**Exercise directions**
Starting at the line that contains "- Legacy cache", return each line exactly as written until the listing below ends, and return no other line.

***** Data listing

PR #9195, opened 2026-09-07
feat(bruno-sqlite): move cache collection fetch to bruno-sqlite

shubh-bruno:
### Description

BRU-4045

Moves the collection file cache (`FileIndex`) off its own SQLite wrapper and onto the `@usebruno/sqlite` SDK: schema as migrations, queries as generated statements, and the Preferences UI reading them through the React Query hooks.

The old `mount-snapshots.db` is deleted on first launch. Cache rows are derived from files on disk, so each collection just re-caches on its next mount.

### Problem

The file cache had a parallel SQLite stack that duplicated what `@usebruno/sqlite` already does:

- Its own connection wrapper (`services/storage/index.js`), with SQL inlined into JS and migrations tracked only by a version counter. It recorded how far it had migrated, never what it had run, so editing a migration that had already applied was a silent no-op. Two machines could end up with different schemas and no error anywhere.
- Its own database file (`mount-snapshots.db`), separate from `bruno.db`.
- One-off IPC handlers for cache size and clearing, with the size read as `fs.statSync(dbPath).size`, a number that only meant anything while that file held nothing but the cache.
- No renderer access at all, which Phase 2 (SQLite-backed Sidebar and Global search) needs.

### Fix

- Schema and queries moved into the SDK: `migrations/0000002_file_index_entries.ts` plus 8 statements in `statements/file-index.sql`. `FileIndex` keeps its logic but owns no database, it calls statements by name.
- `services/storage/` deleted, `FileIndex` was its only caller.
- `mount-snapshots.db` and its sidecars removed at startup (`removeLegacyFileIndex`).
- `content_bytes` column stores each row's byte size so the cache size in Preferences sums a small index instead of reading every cached file.
- `application_version` column records the build that parsed a row. `status()` checks it before mtime and hash, so a new build re-parses files it would otherwise consider unchanged.
- Indexes added: a covering index for the change-detection query, plus three `json_extract` indexes on request `url` / `method` / `name`.
- WAL enabled via a new pragma hook on `DB`. It can't live in a migration, SQLite refuses to change `journal_mode` inside a transaction.
- BigInt support added to the SDK. `mtime` is a nanosecond timestamp, too large for a JS number to hold exactly. Statements opt in with `-- name: x :many :bigints`.
- Preferences -> Cache uses the hooks: `useSqliteQuery('file_index_size')` and `useSqliteMutation`, replacing the two IPC handlers and a `useEffect`.

#### Note: the "Cache size" number changed meaning

It now reports cached content instead of file size on disk, so with nothing cached it reads `0B` where it previously read `12.0KB` (on mac). That 12 KB was never cache, it was three 4 KB SQLite pages present in any empty database. The old reading only worked because `mount-snapshots.db` held nothing else; `bruno.db` is shared with `runner_responses`.

| Before | After |
| --- | --- |
|  |  |

#### Contribution Checklist:

## Summary by CodeRabbit

- **New Features**
  - File-cache management now provides more consistent cache size reporting and clearing.
  - Cache entries track the application version, allowing outdated cached data to refresh automatically.
  - Database handling now supports improved journaling and reliable large-number values.
  - Legacy cache data is cleaned up automatically during database initialization.

- **Bug Fixes**
  - File-cache clearing now reports success or failure through notifications.
  - Disk space can be reclaimed after clearing the file cache.


chirag-bruno:
@shubh-bruno, @sid-bruno mentioned to add a version column in the `file cache` table. This can then be used to purge the cache entries on different versions. Discuss with @sid-bruno for more info.

packages/bruno-electron/src/services/mount/file-index.js
```diff
@@ -12,49 +12,17 @@ const {
...
-    up: `
-      ALTER TABLE file_index_entries ADD COLUMN raw TEXT;
-      UPDATE file_index_entries SET mtime = 0, hash = '';
-      ALTER TABLE file_index_entries ADD COLUMN created_at INTEGER;
-      ALTER TABLE file_index_entries ADD COLUMN updated_at INTEGER;
-      UPDATE file_index_entries SET created_at = unixepoch(), updated_at = unixepoch();
-    `
-  }
-];
+const statements = () => {
```
chirag-bruno: This can move into the constructor of FileIndex class and assign it once during the construction than calling it multiple times.

packages/bruno-electron/src/services/mount/file-index.js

**********

**Task result**
  - Legacy cache data is cleaned up automatically during database initialization.

- **Bug Fixes**
  - File-cache clearing now reports success or failure through notifications.
  - Disk space can be reclaimed after clearing the file cache.


chirag-bruno:
@shubh-bruno, @sid-bruno mentioned to add a version column in the `file cache` table. This can then be used to purge the cache entries on different versions. Discuss with @sid-bruno for more info.

packages/bruno-electron/src/services/mount/file-index.js
```diff
@@ -12,49 +12,17 @@ const {
...
-    up: `
-      ALTER TABLE file_index_entries ADD COLUMN raw TEXT;
-      UPDATE file_index_entries SET mtime = 0, hash = '';
-      ALTER TABLE file_index_entries ADD COLUMN created_at INTEGER;
-      ALTER TABLE file_index_entries ADD COLUMN updated_at INTEGER;
-      UPDATE file_index_entries SET created_at = unixepoch(), updated_at = unixepoch();
-    `
-  }
-];
+const statements = () => {
```
chirag-bruno: This can move into the constructor of FileIndex class and assign it once during the construction than calling it multiple times.

packages/bruno-electron/src/services/mount/file-index.js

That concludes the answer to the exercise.